Global warming? really? stop believing everything the media says and do some research. I spent a year doing research on global warming and really it's a bunch of crap. When you own the information you can bend it all you want. I'm all for renewable energy but how many of you knew we were in a global cooling stage in the 70's? Oh, you didn't know that? Yeah, it happened. If you really think global warming exists because of HUMANS, then do some research on the opposing side instead of jumping on the bandwagon. You might learn something you didn't know.


----------



## Revolution1221 (Apr 20, 2010)

Osiris said:


> your from WI, im kinda for global warming right now LOL


where at in wisconsin are u from i live in la crosse.


----------



## Revolution1221 (Apr 20, 2010)

DevinsFish said:


> Global warming? really? stop believing everything the media says and do some research. I spent a year doing research on global warming and really it's a bunch of crap. When you own the information you can bend it all you want. I'm all for renewable energy but how many of you knew we were in a global cooling stage in the 70's? Oh, you didn't know that? Yeah, it happened. If you really think global warming exists because of HUMANS, then do some research on the opposing side instead of jumping on the bandwagon. You might learn something you didn't know.

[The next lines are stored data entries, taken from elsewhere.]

Issue #1371, opened 2018-05-02
First step on upcoming leg blank


bsudekum:
![simulator screen shot - iphone x - 2018-05-02 at 14 08 32](https://user-images.githubusercontent.com/1058624/39549369-751a7736-4e12-11e8-9fd0-756c65fefbda.png)

/cc @frederoni

PR #1427, opened 2018-05-11
Fix steps view list

bsudekum:
Fixes: https://github.com/mapbox/mapbox-navigation-ios/issues/1371

This also simplifies the logic.

- [x] figure out why after arriving at a waypoint, the arrival step then disappears. 

/cc @frederoni


MapboxNavigation/StepsViewController.swift
```diff
@@ -48,27 +48,35 @@ open class StepsViewController: UIViewController {
...
+        if !section.isEmpty {
+            sections.append(section)
+        }
+        
+        // Include all steps on any future legs
+        if !routeProgress.isFinalLeg {
+            routeProgress.route.legs.suffix(from: routeProgress.legIndex + 1).forEach {
+                var steps = $0.steps
+                // Don't include the last step, it includes nothing
+                steps.removeLast()
```
frederoni: nit: `popLast()` is safer since it doesn't crash on an empty array.

frederoni:
Looks a lot better. I think
> figure out why after arriving at a waypoint, the arrival step then disappears.

is fixed now as of https://github.com/mapbox/mapbox-navigation-ios/pull/1427/commits/7db80e1811aecb15890d5766f322bd6d0b165171.

Issue #1259, opened 2018-03-26
End of route view controller placement


bsudekum:
![image](https://user-images.githubusercontent.com/1058624/37921659-4b4eb9d0-30df-11e8-8c9c-094008167b3b.png)

@JThramer having a hard time reproducing, but I think this can happen if the route is finished in the background. Seen it ~3 times recently.

bsudekum:
Had this occur again 
![image](https://user-images.githubusercontent.com/1058624/39441508-0a557924-4c63-11e8-9dbe-89ef89614f53.png)

bsudekum:
Had this happen again, really unsure how to reproduce:

![image](https://user-images.githubusercontent.com/1058624/40011592-2128bb16-575d-11e8-9c22-446c0eaa27a4.png)

![image](https://user-images.githubusercontent.com/1058624/40011599-2649aac4-575d-11e8-9bc9-ede5f774ef76.png)

JThramer:
oof, what the heck?

bsudekum:
This looks like the culprit:

https://github.com/mapbox/mapbox-navigation-ios/blob/0c0e54e4bd93d4c30f5e2f0118139b7571852a19/MapboxNavigation/RouteMapViewController.swift#L940

You can reproduce this issue by starting a route, open a new app, open the keyboard, go back into navigation, end the route.

PR #1431, opened 2018-05-14
Do not change EORVC constraints if view is nil

bsudekum:
Closes: https://github.com/mapbox/mapbox-navigation-ios/issues/1259

This keyboard logic is specific to the end of route view controller, specifically when the user touches the info field. If the view is nil (and thus not shown), there is no need to run this logic.

/cc @JThramer

### DIFF
--- a/MapboxNavigation/RouteMapViewController.swift
+++ b/MapboxNavigation/RouteMapViewController.swift
@@ -915,7 +915,7 @@ extension RouteMapViewController {
         NotificationCenter.default.removeObserver(self, name: .UIKeyboardWillHide, object: nil)
     }
     @objc fileprivate func keyboardWillShow(notification: NSNotification) {
-        guard let _ = navigationView.endOfRouteView else { return }
+        guard navigationView.endOfRouteView != nil else { return }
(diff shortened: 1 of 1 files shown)


MapboxNavigation/RouteMapViewController.swift
```diff
@@ -915,6 +915,7 @@ extension RouteMapViewController {
         NotificationCenter.default.removeObserver(self, name: .UIKeyboardWillHide, object: nil)
     }
     @objc fileprivate func keyboardWillShow(notification: NSNotification) {
+        guard let _ = navigationView.endOfRouteView else { return }
```
JThramer: `guard navigationView.endOfRouteView != nil else { return }`

MapboxNavigation/RouteMapViewController.swift
```diff
@@ -932,13 +933,14 @@ extension RouteMapViewController {
     }
     
     @objc fileprivate func keyboardWillHide(notification: NSNotification) {
+        guard let _ = navigationView.endOfRouteView else { return }
```
JThramer: here too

depends on how u look at global warming. to me it seems like your a little closed minded to the matter and only want to believe one side of it like you telling everyone else not to do. global warming isn't how most people see it we arn't doing something to the earth that isn't supposed to happen what we are doing is causing earths natural process to happen much faster which is an ice age. the earth goes through cycles where it goes in and out of ice ages and what we are doing is causing the next ice age to aproach much more rapidly. and even if thats wrong and everything else about global warming is wrong do you really think all this polution is good for the us and the earth and doesn't have any long standing affects your very wrong.


----------



## Osiris (Jan 18, 2005)

Come on now, didn't mean to start a whole global warming debate, we were just joking around, geez. 

I'm from Madison, im actually looking forward to snow, hopefully thursday the storm hits like they say it might


----------



## TheOldSalt (Jan 28, 2005)

Creamery does have a second account here, and could be a spammer.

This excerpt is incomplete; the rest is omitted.